MATERIAL AND METHODS : Twenty-three patients with unstable thoracolumbar spine fractures were treated with posterior short segment instrumentation and fusion. Eleven cases classified into group A were not fixed at the fractured vertebre. They were followed up to average 45 months(24-79). Twelve cases classified into group B were treated with screw fixation at the injured vertebra and followed up to average 38 months(14-78). Authors evaluated the radiologic assessment, such as wedge angle of fractured body, local kyphotic angle and wedge index(the ratio of anterior body height to posterior body height), the neurologic assessment by Frankel grade system and functional assessment by Denis system.

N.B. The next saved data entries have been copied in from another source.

PR #560, opened 2013-12-12
Update download_checkmd5.py

### LINKED ISSUE #559: download_checkmd5 ContentTooShortError
Hi

I'm using download_checkmd5.py to download a 200MB file from my server, and it always seems to fail with a ContentTooShortError. My server is quite reliable though: using wget I have no issues at all downloading the file.

I tried using urllib2 but it's the same.

```
def dlfile(url, dest):
    # Open the url
    f = urllib2.urlopen(url)

    # Open our local file for writing
    with open(dest, "wb") as local_file:
        local_file.write(f.read())
```

I am now working on a solution using wget...

any idea?

Brice

bricerebsamen:
Created a new urlretrieve function that handles retrying if the connection drops. Fixes #559.

### DIFF
--- a/cmake/test/download_checkmd5.py
+++ b/cmake/test/download_checkmd5.py
@@ -227,8 +227,8 @@ def download_md5(uri, dest):
     sys.stdout.flush()
 
     downloader = FileDownloader()
-    downloader.progressFn = progress_report
-    downloader.verbose = True
+    #downloader.progressFn = progress_report
+    #downloader.verbose = True
     downloader.download_file(uri, dest)
     sys.stdout.write('Done\n')
 
--- a/cmake/test/download_checkmd5.py
+++ b/cmake/test/download_checkmd5.py
@@ -4,9 +4,9 @@ from __future__ import print_function
 import os
 import sys
 try:
-    from urllib2 import urlopen, BaseHandler, build_opener, Request
+    from urllib2 import urlopen, BaseHandler, build_opener, Request, addinfourl
 except ImportError:
-    from urllib.request import urlopen, BaseHandler, build_opener, Request
+    from urllib.request import urlopen, BaseHandler, build_opener, Request, addinfourl
 import time
 import hashlib
 from optparse import OptionParser
@@ -23,7 +23,7 @@ class HTTPRangeHandler(BaseHandler):
 
     def http_error_206(self, req, fp, code, msg, hdrs):
         # 206 Partial Content Response
-        r = urllib.addinfourl(fp, hdrs, req.get_full_url())
+        r = addinfourl(fp, hdrs, req.get_full_url())
         r.code = code
         r.msg = msg
         return r
@@ -71,6 +71,8 @@ def download_file(url, localfile=None, nRetry=20, append=False, progressFn=None)
     if not append and os.path.exists(localfile) and os.path.isfile(localfile):
         os.remove(localfile)
 
+    lastProgressReportPercent = None
+    
     range_handler = HTTPRangeHandler()
     opener = build_opener(range_handler)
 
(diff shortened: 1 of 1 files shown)


cmake/test/download_checkmd5.py
```diff
@@ -3,16 +3,132 @@
 from __future__ import print_function
 import os
 import sys
-try:
-    from urllib.request import urlretrieve
-except ImportError:
-    from urllib import urlretrieve
+import urllib2
```
dirk-thomas: The code must be Python 2 and 3 compatible. Please keep using the conditional import and make sure the rest of the code works with Python 3.

cmake/test/download_checkmd5.py
```diff
@@ -4,15 +4,133 @@
...
+# Support retry on dropped connection: #559
+class HTTPRangeHandler(BaseHandler):
+    """
+    handler that enables HTTP Range headers.
+    """
+    # Taken from urlgrabber: http://urlgrabber.baseurl.org
+
+    def http_error_206(self, req, fp, code, msg, hdrs):
+        # 206 Partial Content Response
+        r = urllib.addinfourl(fp, hdrs, req.get_full_url())
```
dirk-thomas: `urllib` is not imported.

cmake/test/download_checkmd5.py
```diff
@@ -4,15 +4,133 @@
...
+                _outfile.close()
+                return
+
+        # we reach this point if the read returned no bytes. In which case we
+        # want to retry
+        _netfile.close()
+        _outfile.close()
+
+        # is it necessary ???
+        time.sleep(1)
```
dirk-thomas: This will let the function take at least 20s if the download fails. Is there a specific reason to have this?

cmake/test/download_checkmd5.py
```diff
@@ -4,15 +4,133 @@
...
+        chunk_size = 8 * 1024
+        while data is None or len(data)>0:
+            data = _netfile.read(chunk_size)
+            _outfile.write(data)
+            count += len(data)
+
+            if progressFn:
+                progressFn(count, filesize)
+
+            if count >= filesize:
```
dirk-thomas: Is `count > filesize` not an error?

cmake/test/download_checkmd5.py
```diff
@@ -4,15 +4,133 @@
...
+        _outfile = open(localfile, "ab")
+        data = None
+        chunk_size = 8 * 1024
+        while data is None or len(data)>0:
+            data = _netfile.read(chunk_size)
+            _outfile.write(data)
+            count += len(data)
+
+            if progressFn:
+                progressFn(count, filesize)
```
dirk-thomas: Calling the progress function for every chunk (8k) might generate a lot of progress calls for larger downloads.

dirk-thomas:
I tried using the code from this pull request and ran into several issue. The first thing is that it currently fails the unit tests since it does not support file urls anymore. The second problem is that is assumes that the server provides the `Content-Length` header. For some servers that might not be true so the script needs to check for that and should also validate that the response contains the corresponding `Content-Range` header. I also think that the retry and resume logic should not be tied to the same counter. We should only retry a low number of times (e.g. 3) but resume should be possible for an arbitrary amount as long as there is progress.

I can look into this but am not sure when I will find time to implement all this cleanly.

bricerebsamen:
Thanks for reviewing. I'll work on it tomorrow.

bricerebsamen:
I think I addressed all your comments. Please let me know if there is something wrong.

dirk-thomas:
The pull request if very lengthy and I tried to come up with a much conciser version of it. Please take a look at #575. It works fine for me (but I don't think that any of our download servers actually stops the download before it is complete). Can you please check it against the server which you had the original problem with to verify that it actually resumes the download correctly?

dirk-thomas:
Resolved by #575.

RESULTS : There was no complication resulted from additional pedicle screw fixation at fractured level. In rediologic assessment, wedge angle were measured at preoperative, postoperative and last follow-up time as follows; in group A, 22.2degrees -11.3degrees -14.1degrees and in group B, 19.5degrees -8.8degrees -9.8degrees . The local kyphotic angle measured were 17.9degrees -7.0degrees -14degrees in group A and 17.1degrees -6.3degrees -7.9degrees in group B. The wedge index were 42.9%-22.6%-28.5% in group A and 40%-19.5%-22.4% in group B. At last follow-up time, eight eases showed Frankel grade E and three cases showed grade D in group A, and all cases of group B were Frankel E. Denis pain score were satisfctory in all of both group and Denis work score were also satisfactory in two group except one case of group A. CONCLUSIONS : Additional screw fixation at fractured verteba did not cause any complication. There was no significant difference in reduction rate between two groups(P>0.05), but group B showed better maintenance of correction of kyphotic deformity than that of group A(P<0.05). In conclusion, it seems that additional screw fixation at fractured level may be better method in maintaining asgittal alignment and decreasing the risk collapsing of body.